PR #27985, opened 2026-04-02
fix(core): Improve audit queries to avoid PostgreSQL bind parameter limits

MarcL:
## Summary

The audit endpoint's credentials risk reporter fetched all execution IDs then passed them into a single `WHERE IN (...)` clause. On instances with 250k+ executions, this exceeded PostgreSQL's 65,535 bind parameter limit (error code `08P01`), causing a 500 error.

Replaced the two-step fetch-then-IN pattern with a single `INNER JOIN` query that uses one bind parameter regardless of execution count. Also batched `deleteMany` as defense-in-depth and removed the now-unused `findByExecutionIds` method.

Existing integrtation tests in `redentials-risk-reporter.test.ts`.

https://linear.app/n8n/issue/LIGO-282

## Review / Merge checklist

- [ ] ~[Docs updated](https://github.com/n8n-io/n8n-docs) or follow-up ticket created.~
- [ ] ~Tests included.~
- [ ] ~PR Labeled with `Backport to Beta`, `Backport to Stable`, or `Backport to v1` (if the PR is an urgent fix that needs to be backported)~


packages/@n8n/db/src/repositories/execution-data.repository.ts
```diff
@@ -18,18 +22,23 @@ export class ExecutionDataRepository extends Repository<ExecutionData> {
...
+				date: DateUtils.mixedDateToUtcDatetimeString(date),
+			})
+			.getMany()
+			.then((results) => results.map(({ workflowData }) => workflowData));
 	}
 
 	async deleteMany(executionIds: string[]) {
 		if (executionIds.length === 0) return;
 
-		await this.delete({ executionId: In(executionIds) });
```
geemanjs, line 33: This should probably be wrapped in a transaction? so it rollsback if one of the batches fail?

packages/@n8n/db/src/repositories/execution-data.repository.ts
```diff
@@ -18,18 +22,23 @@ export class ExecutionDataRepository extends Repository<ExecutionData> {
...
-		}).then((executionData) => executionData.map(({ workflowData }) => workflowData));
+	async getWorkflowsExecutedSince(date: Date) {
+		return await this.createQueryBuilder('executionData')
+			.select('executionData.workflowData')
+			.innerJoin('executionData.execution', 'execution')
+			.where('execution.startedAt >= :date', {
+				date: DateUtils.mixedDateToUtcDatetimeString(date),
+			})
+			.getMany()
+			.then((results) => results.map(({ workflowData }) => workflowData));
```
geemanjs, line 33: I wonder if there is a way to fetch here without having to iterate around all the results 🤔

packages/@n8n/db/src/repositories/execution-data.repository.ts
```diff
@@ -18,18 +22,23 @@ export class ExecutionDataRepository extends Repository<ExecutionData> {
...
-			where: {
-				executionId: In(executionIds),
-			},
-		}).then((executionData) => executionData.map(({ workflowData }) => workflowData));
+	async getWorkflowsExecutedSince(date: Date) {
+		return await this.createQueryBuilder('executionData')
+			.select('executionData.workflowData')
+			.innerJoin('executionData.execution', 'execution')
+			.where('execution.startedAt >= :date', {
+				date: DateUtils.mixedDateToUtcDatetimeString(date),
```
geemanjs, line 30: Do we have an index on this field?

packages/@n8n/db/src/repositories/execution-data.repository.ts
MarcL: Good shout. I'll do this.

packages/@n8n/db/src/repositories/execution-data.repository.ts
MarcL: Is this a big overhead to iterate through all of the results? It's not doing another DB call.

packages/@n8n/db/src/repositories/execution-data.repository.ts
MarcL: There is a composite index of `(workflowId, startedAt)` - https://github.com/n8n-io/n8n/blob/7399af34c975253917d06ff9f64b61b2fedf1101/packages/%40n8n/db/src/migrations/common/1723796243146-RefactorExecutionIndices.ts#L42

The code I replaced (`getIdsSince`) was using a similar query so we could add a separate `startedAt` if needed but I'd assumed this wasn't an existing performance issue. What do you think?

geemanjs (approved):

____

TASK: State the number of lines of the preceding material in which the word "parameter" is found, and nothing more.

RESULT OF THE TASK: 3